A couple of weeks ago I came across this news story on NME’s website. Not a huge connoisseur of Arcade Fire myself, for I only know a couple of songs pretty good, although I may’ve bought an album somewhen, but nonetheless I really had to read the whole article. In fact, my interest was already captured by the unusual headline used: “Arcade Fire’s Will Butler to write songs based on Guardian news stories”. The article is basically about this new thing the singer-songwriter Will Butler had agreed to do in collaboration with The Guardian from 23rd to 27th February where he’d write and release a song a day based on news stories produced by the liberal UK newspaper.

Well, I think this operation is at the same time very cool and really worrying. I’ve been interested in journalism and all its various forms and developments for a long time and, above all, I do consider it being a fundamental pillar of modern progressive societies, if functioning properly with discrete transparency and accountability. In addition to that, I’m at the moment interning at a journalism and society’s think tank called Polis based at my university (to be specific, I’m taking care of their Twitter profile), so I do feel a bit of a personal duty catalysing me to comment on this featuring.

On the one hand, I honestly see the collaboration as something useful to try out new forms of songwriting and inspiration generation in realms never really tried out before, particularly in an established way. As Butler himself – whose by the way solo debut album “Policy” is due to be released on 16th March via Merge Records – declared in an associated interview: “It’s a cruel thing, but sometimes you read something and think, ‘Uh oh. I could make something really meaty out of that'”. Thus, if he’s admitting to feel inspired by real-world phenomena and issues, who are we to stop him from doing that? After all, it was even the folk-Lord Bob Dylan himself who involuntarily kicked off his tradition, as he once declared that certain of his songs were actually based on news headlines. Yet, on the other hand, I’d have to ask myself: are songs and especially lyrics not always somehow triggered by what specific artists come across in their everyday life experience, whether consciously or unconsciously? I feel there is no real need to officially frame this process directly by setting up such kinds of collaboration. If one gets inspired by a newspaper’s story, then he/she should just go on and write the piece without feeling obliged to give back something in return or to somehow acknowledge the source of creativity. What is really missing here, for me, is the true point of the overall operation.
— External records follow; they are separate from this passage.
Issue #2505, opened 2022-01-24
Reading workbook with embedded word document may read the embedded doc props instead of the xls props


lionel87:
We have an old xls book, on the sheet there is a logo which comes from an embedded word document.
Reading the props of this workbook (Author, CreatedAt etc.) gives the embedded word document props instead of the xls workbook props.

The code:
```js
console.log(require('xlsx').readFile('k061006.xls').Props);
```
This shows eg. the author of the embedded document instead of the author of the xls file.

Attached the file which produces this bug: [k061006.xls](https://github.com/SheetJS/sheetjs/files/7926479/k061006.xls)

Used package version: xlsx 0.17.5

SheetJSDev:
Fortunately this is a two-line fix to `bits/76_xls.js`, feel free to send a PR:

```diff
--- a/bits/76_xls.js
+++ b/bits/76_xls.js
@@ -879,14 +879,14 @@ var PSCLSID = {
 };
 function parse_xls_props(cfb/*:CFBContainer*/, props, o) {
        /* [MS-OSHARED] 2.3.3.2.2 Document Summary Information Property Set */
-       var DSI = CFB.find(cfb, '!DocumentSummaryInformation');
+       var DSI = CFB.find(cfb, '/!DocumentSummaryInformation');
        if(DSI && DSI.size > 0) try {
                var DocSummary = parse_PropertySetStream(DSI, DocSummaryPIDDSI, PSCLSID.DSI);
                for(var d in DocSummary) props[d] = DocSummary[d];
        } catch(e) {if(o.WTF) throw e;/* empty */}
 
        /* [MS-OSHARED] 2.3.3.2.1 Summary Information Property Set*/
-       var SI = CFB.find(cfb, '!SummaryInformation');
+       var SI = CFB.find(cfb, '/!SummaryInformation');
        if(SI && SI.size > 0) try {
                var Summary = parse_PropertySetStream(SI, SummaryPIDSI, PSCLSID.SI);
                for(var s in Summary) if(props[s] == null) props[s] = Summary[s];
```

lionel87:
Thanks for the fast reply. Your solution worked for us, sent a PR.

reviewher:
Fixed in d01661565afb6df5a9c7d56a957df79ac5efcd9c

PR #2544, opened 2022-03-06
Fix #2543

### LINKED ISSUE #2543: Error: Invalid HTML: could not find <table>
```
//  index.js

const XLSX = require("xlsx");
const workbook = XLSX.readFile("test.html");
```
I am running into this error unexpectedly.
Can't figure out the reason why.

The html does have proper ```<table>``` tags for the only table in the file.

HritikR:
Fixes issue #2505. Fix suggested by @SheetJSDev


reviewher:
a32b30414b3a1da61ba6d6b847a473f54481815a

PR #2670, opened 2022-04-30
Inline js task

calcscout:
Added additional check when not to create a link in a cell. Now if <a> tag has "href" with inline js, hyperlink is not created.


SheetJSDev:
f38191d266c91ad73d7db3c907e42fa808302b67

PR #2683, opened 2022-05-13
Fix basedate calculation

ivan-trusov:
Current method of numdate/datenum calculation works incorrectly for timezones that are equal nowadays but were different in the past (e.g. Europe/Minsk and Europe/Moscow). Suggested method bypasses this issue by initializing basedate to UTC 1899-11-30 00:00:00 and slightly modifiing TZ offsets handling.

### DIFF
--- a/xlsx.js
+++ b/xlsx.js
@@ -3214,16 +3214,19 @@ function evert_arr(obj) {
 	return o;
 }
 
-var basedate = new Date(1899, 11, 30, 0, 0, 0); // 2209161600000
+var basedate = new Date(); // 2209161600000
+basedate.setUTCFullYear(1899, 11, 30);
+basedate.setUTCHours(0, 0, 0);
+
 function datenum(v, date1904) {
 	var epoch = v.getTime();
 	if(date1904) epoch -= 1462*24*60*60*1000;
-	var dnthresh = basedate.getTime() + (v.getTimezoneOffset() - basedate.getTimezoneOffset()) * 60000;
+	var dnthresh = basedate.getTime() + v.getTimezoneOffset() * 60000;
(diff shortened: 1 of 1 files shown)


xlsx.js
```diff
@@ -3214,16 +3214,19 @@ function evert_arr(obj) {
 	return o;
 }
 
-var basedate = new Date(1899, 11, 30, 0, 0, 0); // 2209161600000
+var basedate = new Date(); // 2209161600000
+basedate.setUTCFullYear(1899, 11, 30);
+basedate.setUTCHours(0, 0, 0);
```
Fil, line 3219:
```suggestion
var basedate = new Date(Date.UTC(1899, 11, 30, 0, 0, 0)); // 2209161600000
```

ivan-trusov: Good idea. Thanks

SheetJSDev:
We'll revisit dates later this month.  Please don't merge with latest, as the actual commits can be cherrypicked as needed.

Given the [4-year old V8/NodeJS/Chrome timezone bug](https://bugs.chromium.org/p/v8/issues/detail?id=7863) and the declining prospects of a real fix to V8, we'll have to adjust.  Would it make more sense to anchor to a date that does not suffer from the bug?  Looking at the tz database, the last timezone to align to integral minutes is `Africa/Monrovia`, which shifted on 1972-01-07 (date code 26305 in the 1900 date system)

ivan-trusov:
>  Please don't merge with latest, as the actual commits can be cherrypicked as needed.
My fail. Apologize.
I slightly refactored numdate()/datenum() functions. AFAIK OADate must be treated as it has no TZ or DST issues ("always in local TZ"), so I suggest to do all calculations in UTC and at the very end de-adjust TZ offset forcibly added by JS engine

PR #2691, opened 2022-05-22
Export choose_fmt

alonkh2:
in order to implement format with limited width as described here (https://github.com/SheetJS/sheetjs/issues/2689) externally we need to use "choose_fmt" and "isgeneral".


SheetJSDev:
FWIW `isgeneral` quite literally checks for the string "General".

PR #2693, opened 2022-05-24
Update Application property

purusothsv13:
Update Workbook property only if it is not already set in the Workbook object.


SheetJSDev:
It's done this way to prevent roundtripping an Application string of "Microsoft Excel" or "Microsoft Macintosh Excel" (since SheetJS is not actually Excel).  If you really want to override, use a Proxy like in https://github.com/SheetJS/sheetjs/issues/1231#issuecomment-415192707

PR #2705, opened 2022-06-07
feat: update `Sheet` type

bluelovers:


SheetJSDev:
What TS version introduced that syntax?  The main concern is not breaking the TS versions tied to older versions of angular.  Angular 4.x depended on TS 2.2

SheetJSDev:
This doesn't even appear to work in the latest TS version: https://www.typescriptlang.org/play?#code/G4QwTgBAHgXBAGASA3gZwC5gJYDsDmAvijgK4C2ARgKZgHwQC8EARAIIBCAwgIwBMAzMwDcAKCA

```typescript
var x: `${string}${number}` = "ABC123";
```

> Type '"ABC123"' is not assignable to type '`${string}${number}`'.

It would be neat if there were a way to specify a RegExp for string literal unions but alas.

bluelovers:
@SheetJSDev this not work for every cell key, but it still is help

Issue #2560, opened 2018-01-09
hh:mm:ss formatting bug


phillipperalez:
when time is of a value that should round up the minute, if the second has a u (rounding value I assume) greater than or equal to .5, then the seconds will go to `00` without bumping the minute value up one. In excel the time is properly rounded

In this example I am using ` require('make-runnable') ` at the end of ` ssf.js ` to test this via CLI. The value is from 119.99 / 86400 - so the result I expect should be 00:02:00, however I receive 00:01:00 instead

` node ssf.js format hh:mm:ss 0.001388773 `

PR #2717, opened 2022-06-15
fix date/time rounding issue

scottysseus:
See: #2560

- Improved rounding to account for minutes, hours, etc.
- Added tests for rounding dates/times

### DIFF
--- a/packages/ssf/bits/35_datecode.js
+++ b/packages/ssf/bits/35_datecode.js
@@ -1,5 +1,6 @@
 function parse_date_code(v/*:number*/,opts/*:?any*/,b2/*:?boolean*/) {
 	if(v > 2958465 || v < 0) return null;
+	opts.b2 = b2 || false;
 	var date = (v|0), time = Math.floor(86400 * (v - date)), dow=0;
 	var dout=[];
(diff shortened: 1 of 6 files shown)


SheetJSDev:
The tests predictably failed on old node versions since they did not support ES6 destructuring.

Did you test against the examples provided by @snoopyjc in https://github.com/SheetJS/sheetjs/issues/2560#issuecomment-1062838050 ?

scottysseus:
@SheetJSDev I would like to get this change merged if there aren't any other issues and you think it's appropriate. Is there anything else I need to do?

SheetJSDev:
Nothing else on your end.  There are some logistical issues we are figuring out regarding date handling.

Ideally, 0.19.0 resolves the outstanding date processing problems which requires both the SSF formatting library and the main file processing library to agree on date code interpretation.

However, these may be considerations concerning more the artistic-musical dimension of the relationship. I think one should also be aware that The Guardian itself could really gain something by such a featuring with someone who’s without doubt a really valuable musician. I’m not only talking about a healthy portion of promotion across target audiences (even though I concede that it’s debatable who’s really profiting between Butler and The Guardian on a mere publicity-level). I’m actually also referring to an interesting analysis that could be done of how their news stories can get perceived by someone who’s deployed to turn them into musical pieces. What is being consider relevant? What can be left out? Are such conceptions of values shared across the two parties or is there a big discrepancy in the output? This is exactly where the operation gets really fascinating, in my opinion: to see how something rather static presenting events and facts happening in the world in a journalistic way gets converted into an art effort. Still I think it’s not extremely surprising that The Guardian has come up with something like this. Thus, it’s certainly right to say that the UK newspaper has always been very successful in re-inventing itself both on- and offline as well as in finding new ways to undertake ‘alternative’ approaches to traditional news reporting across time, being it by redesigning specific features, undertaking risky editorial choices, or simply establishing new columns. It’s almost become its recognised trademark, and probably also what it makes it so popular.

For those interested, the result of the featuring between Will Butler and The Guardian’s website can be admired and heard here. I’m not gonna judge on the five songs themselves – after all, this isn’t an ARM blogpost – I really just wanted to let these thoughts out on the overall collaboration. Which, at the end of the day, I’m not really sure if I genuinely like or quietly fear. The answer is probably that since it was The Guardian that was implied, maybe the whole thing doesn’t seem so out of control after all. Great initiative, yet with an obscure goal.